• Your assignment: In the entries below, find the line with "1. **ServiceAccount** —" and the line with "## Root Cause". Reproduce those two lines and every line between them exactly, and nothing more.

··········

PR #959, opened 2026-03-15
fix: Set serviceAccountName in workload manifests for correct SPIFFE identity

### LINKED ISSUE #958: bug: UI-deployed workloads get incorrect SPIFFE ID (ReplicaSet hash in ServiceAccount name)
## Problem

When the Kagenti UI deploys an agent or tool, the generated Deployment manifest does not set `serviceAccountName` in the pod spec. This causes the kagenti-webhook's `deriveWorkloadName()` function to fall back to the pod's `GenerateName`, which yields the **ReplicaSet name** (e.g. `git-issue-agent-784685db4c`) rather than the **Deployment name** (`git-issue-agent`).

The incorrect name propagates through:

1. **ServiceAccount** — the webhook creates an SA named `git-issue-agent-784685db4c` instead of `git-issue-agent`
2. **SPIFFE ID** — SPIRE assigns `spiffe://localtest.me/ns/team1/sa/git-issue-agent-784685db4c` instead of `.../sa/git-issue-agent`
3. **Keycloak client** — client-registration registers under the wrong SPIFFE ID
4. **Audience scope** — the scope name includes the hash (`agent-team1-git-issue-agent-784685db4c-aud`)

## Impact

- **CLI tests fail**: Step 9d of the github-issue demo looks up the client by `spiffe://...sa/git-issue-agent`, which doesn't match the registered `spiffe://...sa/git-issue-agent-784685db4c`
- **Token exchange**: The exchanged token's audience references the wrong SPIFFE ID
- **Stale SAs accumulate**: Each redeployment creates a new SA with a different ReplicaSet hash

## Root Cause

The webhook's [`deriveWorkloadName()`](https://github.com/kagenti/kagenti-extensions/blob/main/kagenti-webhook/internal/webhook/v1alpha1/authbridge_webhook.go#L127-L139) trims the trailing hyphen from `pod.GenerateName`, producing the ReplicaSet name. It only resolves to the Deployment name when `serviceAccountName` is already set on the pod spec.

The UI's manifest builders (`_build_deployment_manifest`, `_build_statefulset_manifest`, `_build_job_manifest` in `agents.py`; `_build_tool_deployment_manifest`, `_build_tool_statefulset_manifest` in `tools.py`) did not set `serviceAccountName`.

## Reproduction

1. Deploy the github-issue agent via the Kagenti UI (Build from Source)
2. Check the client-registration logs:
   ```
   kubectl logs deployment/git-issue-agent -n team1 -c kagenti-client-registration
   ```
3. Observe the SPIFFE ID includes the ReplicaSet hash:
   ```
   Client ID (SPIFFE ID): spiffe://localtest.me/ns/team1/sa/git-issue-agent-784685db4c
   ```
4. Step 9d CLI test fails because the client lookup for `spiffe://...sa/git-issue-agent` returns null

## Fix

Set `serviceAccountName` to the workload name in all manifest builders, and create the ServiceAccount before the workload. This makes the webhook skip `deriveWorkloadName()` and use the correct name.

Related webhook code: kagenti/kagenti-extensions#177 (Phase 2 owner-ref resolution)

mrsabath:
## Summary

- Set `serviceAccountName` to the workload name in all manifest builders (Deployment, StatefulSet, Job) for both agents and tools
- Add `ensure_service_account()` to `KubernetesService` to idempotently create the SA before the workload
- Call `ensure_service_account()` in all creation endpoints (image deploy, Shipwright finalize, CRD migration)

Without this fix, the webhook's `deriveWorkloadName()` falls back to the ReplicaSet name (which includes a hash suffix), producing incorrect SPIFFE IDs, Keycloak client registrations, and audience scopes.

Fixes #958

## Files Changed

| File | Change |
|------|--------|
| `kubernetes.py` | New `ensure_service_account()` method (read-or-create, idempotent) |
| `agents.py` | `serviceAccountName` in 4 manifest builders + `ensure_service_account()` in 3 creation paths |
| `tools.py` | `serviceAccountName` in 2 manifest builders + `ensure_service_account()` in 2 creation paths |

## Test plan

- [ ] Deploy an agent via UI (Build from Source) and verify `kubectl logs -c kagenti-client-registration` shows the correct SPIFFE ID (no ReplicaSet hash)
- [ ] Run the github-issue demo Step 9d CLI test end-to-end
- [ ] Deploy a tool via UI and verify its ServiceAccount name matches the tool name
- [ ] Verify re-deploying an existing agent does not fail (SA creation is idempotent)
- [ ] Verify the CRD migration path sets serviceAccountName correctly

### DIFF
--- a/kagenti/backend/app/routers/agents.py
+++ b/kagenti/backend/app/routers/agents.py
@@ -1083,6 +1083,7 @@ async def migrate_agent(
     else:
         # Create new Deployment from Agent CRD spec
         deployment_manifest = _build_deployment_from_agent_crd(agent)
+        kube.ensure_service_account(namespace=namespace, name=name)
         try:
             kube.create_deployment(namespace=namespace, body=deployment_manifest)
             deployment_created = True
@@ -1288,6 +1289,7 @@ def _build_deployment_from_agent_crd(agent: dict) -> dict:
             )
 
         pod_spec = {
+            "serviceAccountName": name,
             "containers": [
                 {
                     "name": "agent",
@@ -1315,6 +1317,10 @@ def _build_deployment_from_agent_crd(agent: dict) -> dict:
                 {"name": "shared-data", "emptyDir": {}},
             ],
         }
+
+    # Ensure serviceAccountName is set so the webhook's SPIFFE identity
+    # derivation uses the workload name rather than the ReplicaSet hash.
+    pod_spec.setdefault("serviceAccountName", name)
 
     # Build selector labels
     selector_labels = {
@@ -1987,6 +1993,7 @@ def _build_deployment_manifest(
                     },
                 },
                 "spec": {
+                    "serviceAccountName": request.name,
                     "containers": [
                         {
                             "name": "agent",
@@ -2140,6 +2147,7 @@ def _build_statefulset_manifest(
                     },
                 },
                 "spec": {
+                    "serviceAccountName": request.name,
                     "containers": [
                         {
                             "name": "agent",
@@ -2237,6 +2245,7 @@ def _build_job_manifest(
                     },
                 },
                 "spec": {
+                    "serviceAccountName": request.name,
                     "restartPolicy": "OnFailure",
                     "containers": [
                         {
@@ -2313,6 +2322,10 @@ async def create_agent(
                     status_code=400,
                     detail="containerImage is required for image deployment",
                 )
+
+            # Ensure a dedicated ServiceAccount exists so the webhook's
+            # SPIFFE identity uses the workload name, not the ReplicaSet hash.
+            kube.ensure_service_account(namespace=request.namespace, name=request.name)
 
             # Create workload based on workloadType
             if request.workloadType == WORKLOAD_TYPE_DEPLOYMENT:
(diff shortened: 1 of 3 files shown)


kagenti/backend/app/routers/agents.py
```diff
@@ -1288,6 +1289,7 @@ def _build_deployment_from_agent_crd(agent: dict) -> dict:
             )
 
         pod_spec = {
+            "serviceAccountName": name,
             "containers": [
```
pdettori, line 1293: nit: `serviceAccountName` is already set here in the dict literal, but `pod_spec.setdefault("serviceAccountName", name)` at line 1321 covers both the `if not pod_spec` and `else` branches. The inline one here is technically redundant — the `setdefault` alone would suffice. Harmless, just noting for clarity.

kagenti/backend/app/services/kubernetes.py
```diff
@@ -199,6 +199,35 @@ def create_custom_resource(
...
+                sa = kubernetes.client.V1ServiceAccount(
+                    metadata=kubernetes.client.V1ObjectMeta(
+                        name=name,
+                        namespace=namespace,
+                        labels={"kagenti.io/managed-by": "kagenti-ui"},
+                    ),
+                )
+                self.core_api.create_namespaced_service_account(namespace=namespace, body=sa)
+                logger.info(f"Created ServiceAccount '{name}' in {namespace}")
+            else:
```
pdettori, line 227: suggestion: `ensure_service_account()` uses the sync K8s client while callers are `async def` endpoints. Fine for now since these calls are quick, but worth noting if this service layer moves to async in the future.

kagenti/backend/app/routers/agents.py
mrsabath: Good catch — removed the inline `serviceAccountName` from the fallback dict, keeping only the `setdefault` which covers both branches. Fixed in 5e1234d.

kagenti/backend/app/services/kubernetes.py
mrsabath: Noted — the sync calls are quick (single K8s API round-trip) so this is fine for now. Added a mental note for when the service layer goes async.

··········

• Finished task:
1. **ServiceAccount** — the webhook creates an SA named `git-issue-agent-784685db4c` instead of `git-issue-agent`
2. **SPIFFE ID** — SPIRE assigns `spiffe://localtest.me/ns/team1/sa/git-issue-agent-784685db4c` instead of `.../sa/git-issue-agent`
3. **Keycloak client** — client-registration registers under the wrong SPIFFE ID
4. **Audience scope** — the scope name includes the hash (`agent-team1-git-issue-agent-784685db4c-aud`)

## Impact

- **CLI tests fail**: Step 9d of the github-issue demo looks up the client by `spiffe://...sa/git-issue-agent`, which doesn't match the registered `spiffe://...sa/git-issue-agent-784685db4c`
- **Token exchange**: The exchanged token's audience references the wrong SPIFFE ID
- **Stale SAs accumulate**: Each redeployment creates a new SA with a different ReplicaSet hash

## Root Cause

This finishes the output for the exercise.